Well, yes it would, but they (Strand) simply rounded up. Note that the "40º LekoLight" series came immediately after the line that misterd has, and was Strand's first departure into degrees rather than 6x9, 6x12, and so on.
A similar question is "Why do Source Fours come in 19, 26, 36? Why not nice round numbers: 20, 30, 40?"*

Note the ETC Source Four's names and actuals:
Name: - Beam/Field: - Old Style
5° - 6/7
10° - 8/11
14° - 14/15
19° - 15/18 - 6x16
26° - 18/25 - 6x12
36° - 27/34 - 6x9
50° - 36/50 - 4.5x6.5
70° - 60/70
90° - 79/87
The beam/field angles are measurements (with a light meter and protractors) from an actual representative fixture, and are according to the latest version of each cut sheet. The numbers vary slightly depending on the date of the cut sheet.

*Conveniently, and maybe even intentionally, the Source Four sizes approximated those of the Altman 360Q--the most-used fixture prior to 1992.


----------



## misterd (Mar 7, 2011)

WOW. Thank you for the detailed responses! I'm learning a lot from all of you. Thank you so much.

Here is some more info:
*The lenses on the Strands are 6x16.
The stage isn't as difficult to move as you're probably thinking (requires several guys to pick it up and shift it back).
The stage can (and will) be moved 10' back.
Buying between 2 and 4 new instruments with 6x12 lenses (or larger) is now an option, as long as the price is right (about $100 or less each is the goal).*

I know I need to supply you with more measurements, but unfortunately I read your awesome and thoughtful posts after I left the theatre. 
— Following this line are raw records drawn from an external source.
Issue #888, opened 2023-04-14
[FEATURE] separate payments_session from payments core


Narayanbhat166:
### Feature Description

In the current implementation, the [payments_session](https://github.com/juspay/hyperswitch/blob/main/crates/router/src/core/payments/operations/payment_session.rs) is a part of [payments core](https://github.com/juspay/hyperswitch/blob/main/crates/router/src/core/payments.rs) logic. This was done to reuse certain parts of code which would avoid redundancy, this would also be maintained along with the payments core. The major anamoly from the core logic would be that multiple connectors would be called in parallel.

### Possible Implementation

As we have come a long way in our journey of integrating the connectors / gateways, we have not come across any connector / gateway, where the session token generation ( required to initiate the sdk ) logic, is tied to a payment flow. It would be better to have this logic separated from the core logic. This would help us in
- Deploying it separately since this will have many reads 
- Flexibility to add changes without any breaking changes to the payments logic.
- No routing support is required.

This can be implemented as a separate function as which would perform the required functionalities. This can be build in a similar way to [payment_method_list](https://github.com/juspay/hyperswitch/blob/main/crates/router/src/core/payment_methods/cards.rs#L784) api. Additional step would be to call the connector whenever necessary.

### Have you spent some time to check if this feature request has been raised before?

- [X] I checked and didn't find similar issue

### Have you read the Contributing Guidelines?

- [X] I have read the [Contributing Guidelines](https://github.com/juspay/hyperswitch/blob/main/docs/CONTRIBUTING.md)

### Are you willing to submit a PR?

No, but I'm happy to collaborate on a PR with someone else

shubhanshu-mani:
Hi I would like to pick this up , need some clarifications though

1. Is payment_session an API ? 
2. Do you just want to move the existing implementation to another module ? 
3. Is payment_session's implementation is based on payment flow and you want the impl to be independent of it ??

Narayanbhat166:
Hi @shubhanshu-mani. Thanks for showing interest. To clarify your doubts
- Yes `payments_session` is an api endpoint currently. It can be followed from request till response from [here](https://github.com/juspay/hyperswitch/blob/8eac8cb3709ccab8819aa25c34b64b01a6d43750/crates/router/src/routes/app.rs#L90)
[...]

PR #1472, opened 2023-06-18
refactor(core): move update trackers after build request

### LINKED ISSUE #1471: [BUG] payment status is processing if there is a validation error
### Bug Description

The payment flow is as follows
- Merchant server creates the Payments with amount and currency and other merchant specific fields.
- The SDK confirms the payment with `PaymentMethodData`.

During confirm, the connector / gateway is called to create the actual transaction, we update the payment status before this, i.e make the payment status as `processing` since after we get the response from connector it will be updated to a terminal status ( happy case ). If for some reason, the connector request cannot be created, then the payment status will still be processing which is not the intended behaviour.

### Expected Behavior

If there is a bad request error, then the trackers are updated and payment status is changed to processing.

### Actual Behavior

The payment status should not be changed.

### Steps To Reproduce

Provide an unambiguous set of steps to reproduce this bug. Include code or configuration to reproduce, if relevant.
1. Create a `zen` payment, without order details.
2. Confirm with payment method data - fails saying that `order_details` is a required field.
3. Retrieve the payment, the status will be `processing`

### Context For The Bug

_No response_

### Environment

Local environment

Yes I am willing to submit a PR!

Narayanbhat166:
## Type of Change

- [x] Refactoring

## Description

Update trackers has been moved before callling the connector. This is to make sure that if there is any validation error, then the payment status will not be updated. 
For other flows where connector does not need to be called ( except `session_token` flow, there is an issue to move it outside payment core #888), it will be called as normal.

## Motivation and Context

Fixes #1471 

## How did you test it?

- Create a payment with zen, without email - Payment status is `requires_payment_method`.
- Confirm the payment - error is Missing required param: email
- Retrieve the payment - status will be `requires_payment_method`.

## Checklist


crates/router/src/core/payments.rs
```diff
@@ -189,11 +178,24 @@ where
...
             }
         };
+
         if should_delete_pm_from_locker(payment_data.payment_intent.status) {
             vault::Vault::delete_locker_payment_method_by_lookup_key(state, &payment_data.token)
                 .await
         }
+    } else {
+        operation
+            .to_update_tracker()?
```
Abhicodes-crypto, line 188: In PR description it is mentioned that update trackers would be called before calling the connector . But here it is called after calling the connector .

Narayanbhat166: This is a normal flow where connector does not need to be called, this is the else branch ( when we don't have connector). These include flows like `payments_update`,  so we just go with the normal flow.

Abhicodes-crypto (dismissed):

crates/router/src/core/payments.rs
```diff
@@ -155,11 +143,12 @@ where
                     state,
                     &merchant_account,
                     connector,
-                    &operation,
+                    operation.to_update_tracker()?,
```
jarnura, line 146: send whole operation itself. call_connector_service is not just specific to just one operation.

crates/router/src/core/payments/flows/authorize_flow.rs
```diff
@@ -155,36 +167,24 @@ impl types::PaymentsAuthorizeRouterData {
                 );
 
                 logger::debug!(completed_pre_tasks=?true);
+
                 if self.should_proceed_with_authorize() {
                     self.decide_authentication_type();
                     logger::debug!(auth_type=?self.auth_type);
-                    let resp = services::execute_connector_processing_step(
```
jarnura, line 161: this block is a conditional block for `self.should_proceed_with_authorize()` condition, in decide flow the same is established?

jarnura (changes requested):

jagan-jaya (changes requested):

crates/router/src/core/payments/flows/authorize_flow.rs
```diff
@@ -51,24 +51,46 @@ impl Feature<api::Authorize, types::PaymentsAuthorizeData> for types::PaymentsAu
...
-        let resp = self
-            .decide_flow(
+        let connector_integration: services::BoxedConnectorIntegration<
+            '_,
+            api::Authorize,
+            types::PaymentsAuthorizeData,
+            types::PaymentsResponseData,
+        > = connector.connector.get_connector_integration();
+
+        if self.should_proceed_with_authorize() {
```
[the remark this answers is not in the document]
Narayanbhat166: The first check is to construct the connector request. Here the actual call to connector happens, so it is added again here

jagan-jaya (approved):

crates/router/src/core/payments/flows/authorize_flow.rs
Narayanbhat166: Yes. I will refactor the method in another PR to decide to call connector or not based only on whether the connector request is passed. I did not take that up in this PR as it would be a big refactor and add risk

jarnura (approved):

pixincreate:
I think this PR broke `payment_methods`. #1378 got conflicts when this PR got merged. I fixed the conflicts and while testing I observed list payment_methods for customer is broken.  
I passed customer_id to the URL ({{baseUrl}}/customers/:customer_id/payment_methods) and the response is always empty.  
```
{
    "customer_payment_methods": []
}
```

cURL:
curl --location 'http://localhost:8080/customers/StripeCustomer/payment_methods' --header 'Accept: application/json' --header 'api-key: api_key_comes_here'

PR #1496, opened 2023-06-21
fix(update_trackers): handle preprocessing steps status update

### LINKED ISSUE #1495: [BUG] : Bank Transfer status mapping is wrong for stripe
### Bug Description

While making the payment for bank transfer its going to "processing" state instead of "requires_customer_action".
Even after payment sync also its in processing state.

### Expected Behavior

It should be in "requires_customer_action" state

Anyways, I'm going to ask a few more questions, knowing that the answer may very well be impossible to give without said measurements: 
*Will moving the stage 10' back make a significant improvement in beam diameter?
Will getting between 2 and 4 lights with 6x12 lenses (or wider) help my cause?
If so, should those instruments be ellipsoidal reflectors as well?*

Thanks again, friends. I feel like I should be paying you or buying you lunch for all the wonderful advice you're giving me!


----------



## derekleffew (Mar 7, 2011)

misterd said:


> ...The lenses on the Strands are 6x16. ...
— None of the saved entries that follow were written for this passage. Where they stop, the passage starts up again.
PR #1499, opened 2023-06-21
fix(ci/cd): refactor newman command to fix the runner

pixincreate:
## Type of Change

- [x] Bugfix
- [ ] New feature
- [ ] Enhancement
- [ ] Refactoring
- [ ] Dependency updates
- [ ] Documentation
- [x] CI/CD

## Description

This PR aims at resolving the bug that forced the runner to fail always especially at the scheduled times (6 AM and 6 PM).  
The Action was failing due to the params being considered as external arguments (`newman run "${COLLECTION_PATH}" "${args[@]}"`) instead of considering the params as interal / direct arguments (newman run postman/collection.json --env-var api=api_key --env-var ...). 

## Motivation and Context

It is not working, trying to fix.

## How did you test it?

Manually tested the runner by creating a personal private repo and tried running the tests there fixing fixing the bugs until the failure rate drastically reduced from 121 to merely 34. This must be due to the locker being down.  

## Checklist


jarnura (approved):

.github/workflows/postman-collection-runner.yml
```diff
@@ -39,12 +46,13 @@ jobs:
...
-
-          # Stripe specific env variables, will be replaced by connector_auth.toml
           GATEWAY_MERCHANT_ID: ${{ secrets.STRIPE_GATEWAY_MERCHANT_ID }}
           GPAY_CERTIFICATE: ${{ secrets.STRIPE_GPAY_CERTIFICATE }}
           GPAY_CERTIFICATE_KEYS: ${{ secrets.STRIPE_GPAY_CERTIFICATE_KEYS }}
-        shell: bash
-        run: ./scripts/postman_test_automation.sh ${{ matrix.connector }}
+        uses: nick-fields/retry@v2
+        with:
+          timeout_minutes: 6
```
SanchithHegde, line 55: How is the timeout decided?

scripts/postman_test_automation.sh
```diff
@@ -19,16 +19,23 @@ get_api_keys() {
     # [<connector_name>]
     # api_key = "HeadKey of <connector_name>"
 
-    API_KEY=$(echo "${result}" | awk -F ' = ' '$1 == "api_key" { print $2 }')
-    KEY1=$(echo "${result}" | awk -F ' = ' '$1 == "key1" { print $2 }')
-    API_SECRET=$(echo "${result}" | awk -F ' = ' '$1 == "api_secret" { print $2 }')
-
+    # Keys are exported as environment variables since some API Keys for connectors such as ACI
+    # base Base64 based and requires "Bearer" to be prefexed such as "Bearer Skst45645gey5r#&$==".
```
SanchithHegde, line 23: Is there an error around this part?

> [...] such as ACI base Base64 based and requires "Bearer" to be prefexed [...]

Also, there's a typo:

```suggestion
    # Keys are exported as environment variables since some API Keys for connectors such as ACI
    # base Base64 based and requires "Bearer" to be prefixed such as "Bearer Skst45645gey5r#&$==".
```

scripts/postman_test_automation.sh
```diff
@@ -38,50 +45,19 @@ get_api_keys() {
...
-        [[ -n "$GPAY_CERTIFICATE" ]] && args+=("--env-var" "certificate=${GPAY_CERTIFICATE}")
-        [[ -n "$GPAY_CERTIFICATE_KEYS" ]] && args+=("--env-var" "certificate_keys=${GPAY_CERTIFICATE_KEYS}")
-        newman run "${COLLECTION_PATH}" "${args[@]}"
-        ;;
-esac
+# Newman runner
+newman run "${COLLECTION_PATH}" \
+    --env-var "admin_api_key=${ADMIN_API_KEY}" \
+    --env-var "baseUrl=${BASE_URL}" \
+    --env-var "connector_api_key=${API_KEY}" \
```
SanchithHegde, line 56: Instead of `export`ing these as environment variables, can you use single quotes around these values? Would that help prevent the shell from reading values with spaces as separate arguments?

```suggestion
    --env-var "admin_api_key='${ADMIN_API_KEY}'" \
    --env-var "baseUrl='${BASE_URL}'" \
    --env-var "connector_api_key='${API_KEY}'" \
```

Same change for the following lines?

Also, just being sure, would these API keys be printed in the logs, either when the script is run or by `newman`?

.github/workflows/postman-collection-runner.yml
pixincreate: I had updated that in the description today afternoon. Pasting the same here:
> Retries have been added since collections sometimes fail for no reason and this believed to be inconsistencies with matrix itself. Retrying usually fixes unless the error is specific to the collection. It takes 1 - 2 minutes for a collection to run on average. Since, they all run in parallel, timeout of 3 minutes max would be enough. However, maximum number of retries for any collection to run is set to3. So, timeout of 6 minutes have been set as of now. It can be scaled depending on the necessity.

SanchithHegde: Alright. Resolving this conversation.

scripts/postman_test_automation.sh
pixincreate: This cannot be done. Using single quotes directly considers the API_KEYS along with single quotes like `'sdkjfdskdgd'` instead of `sdkjfdskdgd`. 
The same behaviour can be observed when trying to print the contents of a variable as well. If you do `echo '${something}'`, it will print `${something}` instead of the contents within it. However, when using it as a command, it prints the contents along with single quotes.  
Unfortunately, when you run Payment Connector - Create, yes, API keys do get printed. Thanks for reminding that, I feel like it is better to remove logs all over for safety and use it whenever needed locally.

scripts/postman_test_automation.sh
pixincreate: Auto fill issue.

scripts/postman_test_automation.sh
SanchithHegde: > This cannot be done. Using single quotes directly considers the API_KEYS along with single quotes like `'sdkjfdskdgd'` instead of `sdkjfdskdgd`.

> The same behaviour can be observed when trying to print the contents of a variable as well. If you do `echo '${something}'`, it will print `${something}` instead of the contents within it. However, when using it as a command, it prints the contents along with single quotes.

These two are independent things: the first one is about how `newman` parses environment variables, the second is common shell behavior.

Can you do without `export`ing them? As far as I understand, since you aren't using `local`, the variables should be accessible anywhere within the script, but not outside it. Something like this: `MY_VAR=value`?

scripts/postman_test_automation.sh
```diff
@@ -19,16 +19,23 @@ get_api_keys() {
     # [<connector_name>]
     # api_key = "HeadKey of <connector_name>"
 
-    API_KEY=$(echo "${result}" | awk -F ' = ' '$1 == "api_key" { print $2 }')
-    KEY1=$(echo "${result}" | awk -F ' = ' '$1 == "key1" { print $2 }')
-    API_SECRET=$(echo "${result}" | awk -F ' = ' '$1 == "api_secret" { print $2 }')
-
+    # Keys are exported as environment variables since some API Keys for connectors such as ACI
+    # which is Base64 based and requires "Bearer" to be prefixed such as "Bearer Skst45645gey5r#&$==".
```
SanchithHegde, line 23:
```suggestion
    # Keys are set as variables since some API Keys for connectors such as ACI
    # are Base64 encoded and require "Bearer" to be prefixed such as "Bearer Skst45645gey5r#&$==".
```

Make changes as you see fit.

SanchithHegde (commented):

SanchithHegde (approved):

SanchithHegde (approved):

jarnura (approved):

I was afraid it might be something like that.


misterd said:


> ...Will moving the stage 10' back make a significant improvement in beam diameter?...


It will, but your angle of elevation will be severely flattened. No way to overcome the "deer in headlights" look. What we most need to know is the height above the actor's head of the fixture mounting position (or the ceiling height from the audience floor). The short answer is that 6x16s are virtually unusable in the space. (They're fine fixtures, but much more suitable for throws of 30'-50'. *) 
I'd rather have 10x 6" Fresnels.

-----
Since I promised, here is the back of the original 1979 cut sheet:



*The most important information on the page is *Diameter = Distance X .40* which means that for 20' of throw distance you only get an 8' pool, on the floor. At +5' where the actor's face (arguably the most important part) is, it's only a ~6' pool. May be okay as a super bright special, but not when trying to wash the entire stage. No wonder the lighting looks spotty! No amount of diffusion will help that. Unless the ceiling is over 20', your most useful instruments will have a minumum Multiplication Factor of 1.0, which means a field angle ≥ 45°.


misterd said:


> ...Will getting between 2 and 4 lights with 6x12 lenses (or wider) help my cause?
> If so, should those instruments be ellipsoidal reflectors as well? ...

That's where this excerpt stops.